━━━━━ DATA ━━━━━
PR #2838, opened 2019-11-26
try/catch around reading the metadata

SwaySway:
Added a try catch around the s3resourcecheck

*Issue #, if available:*

*Description of changes:*

### DIFF
--- a/packages/amplify-provider-awscloudformation/lib/transform-graphql-schema.js
+++ b/packages/amplify-provider-awscloudformation/lib/transform-graphql-schema.js
@@ -558,7 +558,10 @@ function s3ResourceAlreadyExists(context) {
     }
     return resourceName;
   } catch (error) {
-    return undefined;
+    if (error.name === 'UndeterminedEnvironmentError') {
+      return undefined;
+    }
+    throw error;
   }
 }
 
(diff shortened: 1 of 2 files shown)


packages/amplify-provider-awscloudformation/lib/transform-graphql-schema.js
```diff
@@ -540,21 +540,26 @@ async function getDirectiveDefinitions(context, resourceDir) {
...
+    if (amplifyMeta[storageCategory]) {
+      const categoryResources = amplifyMeta[storageCategory];
+      Object.keys(categoryResources).forEach(resource => {
+        if (categoryResources[resource].service === s3ServiceName) {
+          resourceName = resource;
+        }
+      });
+    }
+    return resourceName;
+  } catch (error) {
```
yuth: Can you catch the specific exception. Swallowing every error is a bad idea

attilah: It must be handled thoroughly as other places in the code. Are we expecting to have it configured or not, that is the question.

SwaySway: added a check to allow a specific error

Issue #2703, opened 2019-11-07
IAM policy size exceeded


oliverandersencox:
I just created a fresh amplify project.

1. Amplify init
2. amplify add api
3. amplify push
4. amplify add api
5. amplify push / amplify push api < errors here

> CREATE_FAILED      AuthRolePolicy   AWS::IAM::Policy         Thu Nov 07 2019 20:31:40 GMT+0200 (South Africa Standard Time) Maximum policy size of 10240 bytes exceeded for role amplify-culture-app-dev-163322-authRole (Service: AmazonIdentityManagement; Status Code: 409; Error Code: LimitExceeded; Request ID: e116276c-a03f-469a-b0f5-e0ac1fc43460)  
> CREATE_FAILED      UnauthRolePolicy AWS::IAM::Policy         Thu Nov 07 2019 20:31:39 GMT+0200 (South Africa Standard Time) Maximum policy size of 10240 bytes exceeded for role amplify-culture-app-dev-163322-unauthRole (Service: AmazonIdentityManagement; Status Code: 409; Error Code: LimitExceeded; Request ID: 93255697-fe0d-4f4f-a085-69a63574d832)

I simply copied the schema from my working project and added it into the new one. I can't event see the policy amplify creates to see why it is too long.

Most models look similar to this:
```
`type City @model 
@key(name: "cityByName", fields: ["title"], queryField: "findCityByName")
  @auth(rules: [
    { allow: groups, groups: ["admin"] },
    { allow: groups, groups: ["users"], operations: [read] },
    { allow: public, provider: iam, operations: [read] }
  ])
@searchable {
  id: ID!
  title: String!
  description: String
  country: String
  continent: String
  location: Location 
  timezoneOffset: Float
  currency: String
  images: [String]
  createdAt: Float!
  updatedAt: Float!
}
`
```

any ideas as this is a blocker... again.

kaustavghosh06:
@oliverandersencox Do you just have one AppSync API in your project and you're seeing the IAM policy limit getting exceeded?

oliverandersencox:
yes, I just created the one api after a fresh init of a new amplify project

kaustavghosh06:
Okay, i'm trying to reproduce this right now. Is the schema size correct or do you have more types?

oliverandersencox:
my schema is very large, with over 30 types.

kaustavghosh06:
[...]

PR #2883, opened 2019-11-30
fix: use managedpolicies and slice them, fixes: #2703

attilah:
*Issue #, if available:*

fixed: #2703

*Description of changes:*

Use managed policies instead of policies for GraphQL API policy generation for auth and unauth roles. Also take into account the policy size and create multiple policies of needed. This means that 6144 bytes long can be 1 policy and 10 Managed Policies can be attached to a single role and that 10 can be raised to 20 by AWS Support, which raises the maximum policy size to ~120kb, which is 10 times the currently supported size.

This PR does not solve the policy size issue for API Gateway (#2084), but since sizes are adding up, perhaps customers can be unblocked by this change.

### DIFF
--- a/packages/graphql-auth-transformer/src/resources.ts
+++ b/packages/graphql-auth-transformer/src/resources.ts
@@ -1,5 +1,4 @@
 import Template from 'cloudform-types/types/template';
-import Policy from 'cloudform-types/types/iam/policy';
 import { AppSync, Fn, StringParameter, Refs, NumberParameter, IAM, Value } from 'cloudform-types';
 import { AuthRule, AuthProvider } from './AuthRule';
 import {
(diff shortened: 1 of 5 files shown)


packages/graphql-auth-transformer/src/resources.ts
```diff
@@ -973,9 +973,34 @@ identityClaim: "${rule.identityField || rule.identityClaim || DEFAULT_IDENTITY_F
...
+    const policies = new Array<ManagedPolicy>();
     const authPiece = isAuthPolicy ? 'auth' : 'unauth';
-    const policyResources: object[] = [];
+    let policyResources: object[] = [];
+    let resourceSize = 0;
+
+    // 6144 bytes is the maximum policy payload size, but there is structural overhead, hence the 6000 bytes
+    const MAX_BUILT_SIZE_BYTES = 6000;
+    // The overhead is the amount of static policy arn contents like region, accountid, etc.
+    const RESOURCE_OVERHEAD = 90;
```
yuth: can you add the math how we came up with the size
━━━━━
§ **TASK TO CARRY OUT**
Among the entries, find every line holding "specific" and return it.

§ **WRITTEN ANSWER**
yuth: Can you catch the specific exception. Swallowing every error is a bad idea
SwaySway: added a check to allow a specific error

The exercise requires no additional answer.